Secrétaire régionale d’Unia Neuchâtel, Silvia Locatelli demande à Guy Parmelin jusqu’où le gouvernement est prêt à s’impliquer si ce compromis échoue au Parlement ou devant le peuple. «Le Conseil fédéral s’engage pour un paquet équilibré, répond le ministre. Si celui-ci est rejeté, il faudra voir s’il y a des éléments qu’on peut reprendre. Je suis sincèrement convaincu que cet aspect spécifique de la protection contre les licenciements devrait l’être.» Selon Pierre-Yves Maillard, Guy Parmelin est le seul conseiller fédéral qui se soit soucié du fait que la Suisse ne respecte pas les normes de l’OIT. «Les autres s’en fichaient.»

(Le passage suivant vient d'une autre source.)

PR #967, opened 2026-04-07
Fix race condition in TurboQuant fused fast-quantize kernels

Chedrian07:
## Summary

The fast-path Metal kernels introduced in #909 pack each thread's quantization index into shared `packed_shared[w]` with a plain `|=`:

```cpp
packed_shared[w] |= idx_val << shift;
```

That is **not** atomic on Metal threadgroup memory. For `bits=4` and `Dim=128`, eight threads write to `packed_shared[0]`, eight to `packed_shared[1]`, and so on. Only one of the contributions per word survives the read-modify-write race, so the kernels silently emit indices like

```
[non-zero, 0, 0, 0, 0, 0, 0, 0,  non-zero, 0, 0, 0, 0, 0, 0, 0, ...]
```

i.e. one valid entry per 32-bit word and zeros everywhere else. The corruption is **worse at higher bit-widths** because each word holds more index slots, so a 4-bit cache is *more* corrupted than a 2-bit one.

The slow `_quantize_unit` path uses `_pack_lowbit_kernel` (thread-per-word, no race) and is unaffected, so the bug only fires on decode-time `T=1` calls — every generated token after prefill — making per-token decode quality drop sharply at 4-bit while leaving prefill round-trips clean. That's why all existing tests (which use `T>1`) pass even on the unfixed code.

## How I noticed it

Running KV-quant ablations (TurboQuant 2/3/3.5/4-bit) on Qwen3.5-0.8B for VLM benchmarks, 4-bit consistently produced **worse** results than 2-bit, the opposite of the `MSE ~ 1/4^b` prediction:

| condition | DocVQA ANLS | TextVQA acc | ChartQA acc | MMMU exact |
|---|---|---|---|---|
| baseline FP16 | 0.83 | 0.73 | 0.52 | 0.20 |
| tq 4-bit | **0.69** ⬇⬇ | 0.65 ⬇ | 0.43 ⬇ | 0.10 |
| tq 3.5-bit | 0.74 | 0.72 | 0.48 | 0.10 |
| tq 3-bit | 0.79 | 0.72 | 0.48 | 0.13 |
| tq 2-bit | **0.80** | 0.72 | 0.49 | 0.13 |

Inspecting decode-time predictions showed the model emitting the correct first tokens and then failing to stop — e.g. ChartQA `"Rep/Lean Rep"` (gold) became `"Rep/Lean Rep, the chart shows that 82% of Republicans..."` at 4-bit but stayed correct at 2-bit. That looked like KV cache corruption that grows with bit-width, which led me to compare `_TurboQuantMSECodec.quantize` between fast (`T=1`) and slow (`T>1`) paths on the same input.

## Root cause

`_fused_norot_quantize_kernel`, `_fused_mse_quantize_kernel`, and `_fused_kv_quantize_kernel` all share the same packing pattern:

```cpp
threadgroup uint packed_shared[PackedWidth];
if (d < PackedWidth) packed_shared[d] = 0;
threadgroup_barrier(mem_flags::mem_threadgroup);

if (d < Dim) {
    uint idx_val = shared_idx[d] & MASK;
    int bo = d * BITS;
    int w = bo >> 5;
    int shift = bo & 31;
    packed_shared[w] |= idx_val << shift;          // ← race
    if (shift + BITS > 32)
        packed_shared[w + 1] |= idx_val >> (32 - shift);  // ← race
}
```

Multiple threads write to the same `packed_shared[w]` concurrently with a non-atomic read-modify-write. The result is GPU-implementation-defined; in practice exactly one contribution per word is preserved.

## Fix

Switch `packed_shared` to `threadgroup atomic_uint` and use `atomic_store_explicit` / `atomic_fetch_or_explicit` / `atomic_load_explicit` (relaxed ordering — the existing `threadgroup_barrier`s already provide the visibility guarantees we need). Same fix applied to all three fused kernels. `_pack_lowbit_kernel` is untouched (its threads already write disjoint output slots).

Atomic ORs on threadgroup memory have a small per-op cost relative to a plain store, but `PackedWidth` is much smaller than `Dim` (e.g. 16 vs 128 for 4-bit) so the overhead lands well below the kernel's overall budget. I haven't measured a regression in per-token decode latency.

## Verification

Synthetic round-trip on Beta-distributed unit vectors (`dim=128`, the `use_rht` fast path):

| bits | slow MSE | fast MSE **before** fix | fast MSE **after** fix |
|---|---|---|---|
| 2 | 9.06e-04 | 2.40e-02 (26×) | **9.02e-04** |
| 3 | 2.65e-04 | 3.70e-02 (140×) | **2.61e-04** |
| 4 | 7.24e-05 | 5.58e-02 (770×) | **7.15e-05** |
| 5 | 2.12e-05 | 5.76e-02 (2716×) | **2.10e-05** |
| 6 | 7.66e-06 | 6.28e-02 (8194×) | **7.70e-06** |

After the fix, fast and slow paths produce **byte-identical** packed indices for every bit-width I tested (2/3/4/5/6, dim 64 and 128). MSE is monotone in bits as expected.

## Tests

Added a parametrised regression test `test_turboquant_mse_quantize_fast_path_matches_slow_path` that asserts:

1. fast-path (`T=1`) and slow-path (`T=N`) produce **identical** reconstructions for the same input vectors,
2. per-coordinate MSE stays well below the broken value (the unfixed kernel jumps to ~2-6e-2 for every bit-width).

The new test fails on `main` and passes after the fix. **All 15 existing turboquant tests still pass** — none of them exercised the `T=1` fast path, which is why this slipped through. The new test covers that gap (5 bits × 2 dims = 10 cases).

```
$ pytest mlx_vlm/tests/test_turboquant.py
............................. (25 passed in 2.5s)
```

## Related but out of scope

I also noticed that token-by-token `TurboQuantKVCache.update_and_fetch` produces NaN-laced state on `main` (independent of this fix — same NaN with the fix applied). That's a separate issue and I'll file it separately so this PR can stay focused on the race.

## Test plan

- [x] `pytest mlx_vlm/tests/test_turboquant.py` — 25 passed
- [x] New regression test fails on `main` (race) and passes here
- [x] Manual fast-vs-slow byte equality across `bits ∈ {2,3,4,5,6}` and `dim ∈ {64,128}`
- [x] End-to-end Qwen3.5-0.8B decode produces correct (non-runaway) outputs at 4-bit after the fix

### DIFF
--- a/mlx_vlm/turboquant.py
+++ b/mlx_vlm/turboquant.py
@@ -2748,27 +2748,31 @@ def _fused_kv_quantize_kernel(key_bits: int, val_bits: int):
         }}
         threadgroup_barrier(mem_flags::mem_threadgroup);
 
-        // Step 5: Pack indices
-        threadgroup uint packed_shared[Dim];  // oversized but safe
-        if (d < pw) packed_shared[d] = 0;
-        threadgroup_barrier(mem_flags::mem_threadgroup);
-
-        if (d < Dim) {{
-            uint idx_val = shared_idx[d] & idx_mask;
-            int bo = d * bits;
-            int w = bo >> 5;
-            int shift = bo & 31;
-            packed_shared[w] |= idx_val << shift;
-            if (shift + bits > 32)
-                packed_shared[w + 1] |= idx_val >> (32 - shift);
-        }}
-        threadgroup_barrier(mem_flags::mem_threadgroup);
-
+        // Step 5: Pack indices — thread-per-word, race-free, no atomics.
+        // Each thread d (d < pw) walks the dims whose
+        // [i*bits, (i+1)*bits) range intersects [32d, 32(d+1)) and
+        // accumulates them into a private register, then writes the
+        // word once. `bits` and `pw` are runtime-uniform here so the
+        // loop bound is well-defined per dispatch.
         if (d < pw) {{
+            uint w_val = 0u;
+            int word_start = (int)d * 32;
+            int i_min = word_start / bits;
+            int i_max = (word_start + 31) / bits;
+            if (i_max >= (int)Dim) i_max = (int)Dim - 1;
+            for (int i = i_min; i <= i_max; i++) {{
+                uint idx_val = shared_idx[i] & idx_mask;
+                int bit_off = i * bits - word_start;
+                if (bit_off >= 0) {{
+                    w_val |= idx_val << bit_off;
+                }} else {{
+                    w_val |= idx_val >> (-bit_off);
+                }}
+            }}
             if (is_val)
-                out_val_packed[bh * pw + d] = packed_shared[d];
+                out_val_packed[bh * pw + d] = w_val;
             else
-                out_key_packed[bh * pw + d] = packed_shared[d];
+                out_key_packed[bh * pw + d] = w_val;
         }}
     """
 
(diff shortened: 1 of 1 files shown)


Blaizzy:
I'm just finishing some tests around the your new thread per word apporach.

Blaizzy (approved):
LGTM, thanks!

En tout cas, Vania Alleva, présidente d’Unia, assure que le syndicat est prêt à se battre: «Nous allons mettre une pression énorme pour que ce paquet de mesures passe au Parlement et devant le peuple.» Pour sa part, Yves Defferrard, membre du comité directeur d’Unia en charge de l’industrie, rappelle l’importance du rapport de force: «La première protection contre les licenciements antisyndicaux, c’est de se mobiliser pour avoir une représentativité suffisante dans les entreprises. Vous devez inciter vos collègues à se syndiquer.»